Even though mother and babies were healthy, Stavros had been doubtful they’d be allowed to leave the hospital just twelve hours after delivery. But Holly had been adamant. The instant she’d gotten her doctor’s slightly bemused approval, she’d insisted on coming home.
That was his wife, he thought, shaking his head in admiration. Determined their family would be happy, and letting nothing stand in her way.
“Wait
,” Holly called as Eleni and Colton and Freddie started up the steps of their brownstone. “I can help—”
Now it was Stavros’s turn to be adamant. “No, Holly. Be careful!”
“Wait,” she cried after her children, pushing herself up from the seat before he saw her flinch and grimace with pain.

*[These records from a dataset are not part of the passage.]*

PR #961, opened 2026-08-14
Feat/mg circuit simplification task

mgeplf:


darshanmandge (approved):
Thank you for the change @mgeplf !

PR #962, opened 2026-08-14
Fix circuit config path resolution for neuronal manipulation properties

darshanmandge:
## Summary
- Fix path resolution for circuit neuronal manipulation properties endpoint: `circuit_config.json` is now staged with `copy_or_download` instead of `link_or_download`, so `$BASE_DIR` resolves to the temp directory rather than the S3 cache symlink. This fixes crashes when resolving non-default neuron sets on circuits whose config contains absolute paths.
- The above fix will prevent such errors:
 
image

- Deduplicate circuit staging logic into `_stage_circuit_for_neuron_set` helper.
- Update Ra (axial resistance) limits from `[10.0, 500.0]` to `[0.0, 1000.0]`.
- Fix broken markdown links in docstrings.
- Add tests for config copy strategy and multi-emodel intersection bounds.
- Update notebook cells for circuit manipulation properties endpoint.


obi_one/scientific/library/neuronal_manipulation_properties.py
```diff
@@ -107,29 +155,16 @@ def _resolve_neuron_set_and_get_templates(
...
-        config_path = temp_dir_path / "circuit_config.json"
-        snap_circuit = SnapCircuit(str(config_path))
-
-        # Stage all nodes.h5 files upfront so that neuron set resolution
-        # (which accesses property_names via bluepysnap) can open them.
-        for population in snap_circuit.nodes.population_names:
-            nodes_h5_resolved = Path(snap_circuit.nodes[population].h5_filepath).resolve()
-            nodes_relative = str(nodes_h5_resolved.relative_to(temp_dir_path))
-            _stage_file(db_client, circuit_id, asset_id, temp_dir_path, nodes_relative)
+        config_path, pop_to_nodes_path = _stage_circuit_for_neuron_set(
```
james-isbister: Could this be called '_stage_circuit_for_neuron_set_resolution'?

james-isbister (commented):
Looks good. Just one comment

obi_one/scientific/library/neuronal_manipulation_properties.py
darshanmandge: Done.

james-isbister (approved):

Setting his jaw, he lifted her from the SUV in his powerful arms, cradling her against his chest.
“What are you doing?” she gasped.
“Taking care of you.”
“It’s not necessary—”
“It is,” he said firmly. “You look after everyone else. My job—” he looked down at her tenderly “—is looking after you.”
And he carried her up the stoop, into their five-story brownstone.
The hardwood floors creaked, gleaming warmly as the fire crackled in the hundred-year-old fireplace. Holly had decorated the house for Christmas with her family’s homemade decorations. They hadn’t expected the babies to arrive early. They weren’t due until January. Although when, he thought ruefully, did any Minoses let other people’s expectations stand in their way?
When Holly had gone into labor yesterday, she’d stared at the three stockings on the fireplace with their embroidered names, and cried, “The twins can’t be born before Christmas. I haven’t made them stockings!”
Now, as Stavros carried his wife past the five stockings hanging on the fireplace, he smiled with pride when he heard her gasp.
“Nicolas... Stella—you got them Christmas stockings!” Holly looked up at him in shock. “Their names are even embroidered!”
His smile widened to a grin. “Merry Christmas, agape mou.”
“But—” She looked at him helplessly. “How? You were with me at the hospital the whole time!”
Stavros looked down at her. “I have my ways.”
“Santa? Elves?”
Lifting a dark eyebrow, he said loftily, “Call it a Christmas miracle.”